> [Exercise details]
Every line holding "empty" should be copied from the records below.

> [Information given]
+ + + +

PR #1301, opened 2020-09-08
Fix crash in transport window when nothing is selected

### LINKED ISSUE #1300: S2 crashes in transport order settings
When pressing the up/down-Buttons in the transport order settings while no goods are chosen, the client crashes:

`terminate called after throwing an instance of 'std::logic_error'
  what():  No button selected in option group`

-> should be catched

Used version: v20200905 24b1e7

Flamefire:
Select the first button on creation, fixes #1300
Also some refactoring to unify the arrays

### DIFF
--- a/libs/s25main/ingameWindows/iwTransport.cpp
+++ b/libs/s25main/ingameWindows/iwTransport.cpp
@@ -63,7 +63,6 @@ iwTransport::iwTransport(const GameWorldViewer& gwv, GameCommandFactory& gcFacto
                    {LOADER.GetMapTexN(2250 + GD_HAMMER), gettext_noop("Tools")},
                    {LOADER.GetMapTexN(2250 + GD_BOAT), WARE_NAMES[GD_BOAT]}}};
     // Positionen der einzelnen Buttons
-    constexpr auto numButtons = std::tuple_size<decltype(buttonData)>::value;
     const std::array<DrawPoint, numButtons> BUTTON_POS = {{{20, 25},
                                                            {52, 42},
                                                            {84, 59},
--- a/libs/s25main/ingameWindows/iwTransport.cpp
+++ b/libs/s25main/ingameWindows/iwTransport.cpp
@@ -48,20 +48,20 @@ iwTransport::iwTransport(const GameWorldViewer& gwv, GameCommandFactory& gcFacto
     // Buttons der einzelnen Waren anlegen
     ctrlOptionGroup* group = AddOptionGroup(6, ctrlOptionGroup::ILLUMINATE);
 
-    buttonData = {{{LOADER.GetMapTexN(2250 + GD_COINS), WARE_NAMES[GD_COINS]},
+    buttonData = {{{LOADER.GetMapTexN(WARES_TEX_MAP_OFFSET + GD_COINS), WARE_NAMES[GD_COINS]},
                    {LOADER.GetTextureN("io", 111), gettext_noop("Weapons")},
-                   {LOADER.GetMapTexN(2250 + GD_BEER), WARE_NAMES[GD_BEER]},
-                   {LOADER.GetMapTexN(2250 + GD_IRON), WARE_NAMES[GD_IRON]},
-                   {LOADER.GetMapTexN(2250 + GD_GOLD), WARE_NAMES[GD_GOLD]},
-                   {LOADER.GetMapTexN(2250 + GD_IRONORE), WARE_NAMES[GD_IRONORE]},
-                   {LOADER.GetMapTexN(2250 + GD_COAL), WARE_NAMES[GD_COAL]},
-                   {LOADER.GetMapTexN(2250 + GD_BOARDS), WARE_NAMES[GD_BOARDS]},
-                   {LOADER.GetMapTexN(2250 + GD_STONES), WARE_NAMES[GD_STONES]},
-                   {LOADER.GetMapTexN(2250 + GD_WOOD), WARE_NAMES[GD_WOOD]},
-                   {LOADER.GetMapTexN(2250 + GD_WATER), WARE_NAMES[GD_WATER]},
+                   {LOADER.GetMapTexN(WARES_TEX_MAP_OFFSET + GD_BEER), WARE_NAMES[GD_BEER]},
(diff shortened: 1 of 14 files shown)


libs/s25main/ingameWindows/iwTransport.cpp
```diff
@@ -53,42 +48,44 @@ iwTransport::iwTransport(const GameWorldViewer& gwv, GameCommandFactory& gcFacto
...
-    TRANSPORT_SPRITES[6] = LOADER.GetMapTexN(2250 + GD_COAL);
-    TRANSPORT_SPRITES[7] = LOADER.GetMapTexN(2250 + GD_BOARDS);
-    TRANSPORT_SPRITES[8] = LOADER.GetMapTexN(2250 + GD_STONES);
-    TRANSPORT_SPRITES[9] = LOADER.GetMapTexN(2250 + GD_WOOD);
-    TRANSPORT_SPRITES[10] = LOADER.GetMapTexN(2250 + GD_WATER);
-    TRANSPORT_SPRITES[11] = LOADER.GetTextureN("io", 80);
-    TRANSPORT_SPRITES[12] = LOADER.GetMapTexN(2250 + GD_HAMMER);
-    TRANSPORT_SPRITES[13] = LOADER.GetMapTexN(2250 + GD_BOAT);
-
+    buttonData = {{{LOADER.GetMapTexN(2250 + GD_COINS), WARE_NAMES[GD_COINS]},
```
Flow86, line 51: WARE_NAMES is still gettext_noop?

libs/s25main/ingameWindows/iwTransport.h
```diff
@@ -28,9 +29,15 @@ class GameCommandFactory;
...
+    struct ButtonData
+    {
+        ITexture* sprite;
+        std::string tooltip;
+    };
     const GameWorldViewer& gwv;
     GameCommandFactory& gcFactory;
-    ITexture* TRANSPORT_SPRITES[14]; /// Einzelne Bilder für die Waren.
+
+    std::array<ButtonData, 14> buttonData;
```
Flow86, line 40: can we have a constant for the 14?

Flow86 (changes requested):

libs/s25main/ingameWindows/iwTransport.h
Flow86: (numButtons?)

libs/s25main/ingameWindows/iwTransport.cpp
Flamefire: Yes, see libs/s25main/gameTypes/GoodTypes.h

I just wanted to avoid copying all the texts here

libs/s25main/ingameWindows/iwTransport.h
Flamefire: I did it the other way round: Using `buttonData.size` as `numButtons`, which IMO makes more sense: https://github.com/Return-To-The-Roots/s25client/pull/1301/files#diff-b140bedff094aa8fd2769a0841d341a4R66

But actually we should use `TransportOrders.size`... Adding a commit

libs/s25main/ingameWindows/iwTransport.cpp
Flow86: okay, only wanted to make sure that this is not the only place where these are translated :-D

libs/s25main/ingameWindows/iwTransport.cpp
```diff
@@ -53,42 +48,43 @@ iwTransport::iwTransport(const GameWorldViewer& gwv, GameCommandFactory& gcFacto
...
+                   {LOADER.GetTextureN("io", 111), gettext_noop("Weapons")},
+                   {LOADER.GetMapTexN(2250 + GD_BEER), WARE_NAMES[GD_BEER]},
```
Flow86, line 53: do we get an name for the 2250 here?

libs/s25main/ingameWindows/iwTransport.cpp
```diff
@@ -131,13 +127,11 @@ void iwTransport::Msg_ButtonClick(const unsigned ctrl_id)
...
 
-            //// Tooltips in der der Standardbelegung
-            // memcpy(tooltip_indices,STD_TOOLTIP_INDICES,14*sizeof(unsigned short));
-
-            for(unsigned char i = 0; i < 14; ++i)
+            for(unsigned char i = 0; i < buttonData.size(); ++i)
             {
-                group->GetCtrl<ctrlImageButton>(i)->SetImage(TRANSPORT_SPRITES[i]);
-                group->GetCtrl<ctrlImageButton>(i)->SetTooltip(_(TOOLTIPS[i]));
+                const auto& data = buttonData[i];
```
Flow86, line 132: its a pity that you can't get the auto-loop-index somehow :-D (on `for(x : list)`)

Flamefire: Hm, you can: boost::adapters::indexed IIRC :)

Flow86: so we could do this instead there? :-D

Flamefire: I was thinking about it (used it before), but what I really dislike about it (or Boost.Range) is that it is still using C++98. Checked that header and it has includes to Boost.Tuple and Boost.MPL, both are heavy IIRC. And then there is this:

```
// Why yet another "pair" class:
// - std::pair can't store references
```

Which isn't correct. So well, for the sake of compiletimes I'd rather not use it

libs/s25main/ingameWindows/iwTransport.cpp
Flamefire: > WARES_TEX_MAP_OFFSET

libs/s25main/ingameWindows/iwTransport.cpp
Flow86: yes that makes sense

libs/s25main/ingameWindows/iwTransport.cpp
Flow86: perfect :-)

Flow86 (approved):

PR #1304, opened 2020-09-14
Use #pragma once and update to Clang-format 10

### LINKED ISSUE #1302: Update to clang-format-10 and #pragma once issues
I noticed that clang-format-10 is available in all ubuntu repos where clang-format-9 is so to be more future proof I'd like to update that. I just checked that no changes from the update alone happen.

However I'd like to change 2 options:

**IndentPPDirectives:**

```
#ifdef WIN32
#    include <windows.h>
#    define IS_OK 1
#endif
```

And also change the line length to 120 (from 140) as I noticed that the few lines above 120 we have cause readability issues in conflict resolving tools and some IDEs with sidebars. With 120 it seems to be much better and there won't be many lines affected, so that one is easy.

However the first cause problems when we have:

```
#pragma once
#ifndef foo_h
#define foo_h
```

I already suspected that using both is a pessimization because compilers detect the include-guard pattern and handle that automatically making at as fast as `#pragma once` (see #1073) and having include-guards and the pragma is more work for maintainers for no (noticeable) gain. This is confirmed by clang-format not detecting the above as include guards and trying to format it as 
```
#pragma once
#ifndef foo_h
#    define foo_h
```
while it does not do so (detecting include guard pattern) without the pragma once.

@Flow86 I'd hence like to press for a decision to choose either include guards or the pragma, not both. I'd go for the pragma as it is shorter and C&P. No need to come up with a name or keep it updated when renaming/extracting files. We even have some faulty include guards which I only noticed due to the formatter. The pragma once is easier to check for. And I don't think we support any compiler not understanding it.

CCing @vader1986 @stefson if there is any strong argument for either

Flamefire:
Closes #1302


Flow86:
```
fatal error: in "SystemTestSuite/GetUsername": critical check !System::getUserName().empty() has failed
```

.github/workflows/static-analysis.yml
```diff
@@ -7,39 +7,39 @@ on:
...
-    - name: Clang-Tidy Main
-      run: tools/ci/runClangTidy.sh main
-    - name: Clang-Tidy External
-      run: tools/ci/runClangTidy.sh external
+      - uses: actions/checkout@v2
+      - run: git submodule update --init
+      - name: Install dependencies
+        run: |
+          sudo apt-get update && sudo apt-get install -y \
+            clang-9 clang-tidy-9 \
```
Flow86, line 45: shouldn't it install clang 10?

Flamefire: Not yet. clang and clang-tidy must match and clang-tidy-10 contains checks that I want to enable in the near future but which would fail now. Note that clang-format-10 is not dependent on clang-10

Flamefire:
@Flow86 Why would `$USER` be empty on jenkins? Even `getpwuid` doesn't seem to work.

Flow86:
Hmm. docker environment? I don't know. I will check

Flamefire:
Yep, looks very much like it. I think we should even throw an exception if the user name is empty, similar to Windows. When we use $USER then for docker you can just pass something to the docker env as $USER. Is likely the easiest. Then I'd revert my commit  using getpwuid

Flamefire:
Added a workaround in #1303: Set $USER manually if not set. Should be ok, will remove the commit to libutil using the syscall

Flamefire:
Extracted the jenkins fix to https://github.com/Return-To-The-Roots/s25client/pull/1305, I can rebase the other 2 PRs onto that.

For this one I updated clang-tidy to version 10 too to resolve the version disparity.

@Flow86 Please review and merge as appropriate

+ + + +

> [Answer to the problem]
fatal error: in "SystemTestSuite/GetUsername": critical check !System::getUserName().empty() has failed
@Flow86 Why would `$USER` be empty on jenkins? Even `getpwuid` doesn't seem to work.
Yep, looks very much like it. I think we should even throw an exception if the user name is empty, similar to Windows. When we use $USER then for docker you can just pass something to the docker env as $USER. Is likely the easiest. Then I'd revert my commit  using getpwuid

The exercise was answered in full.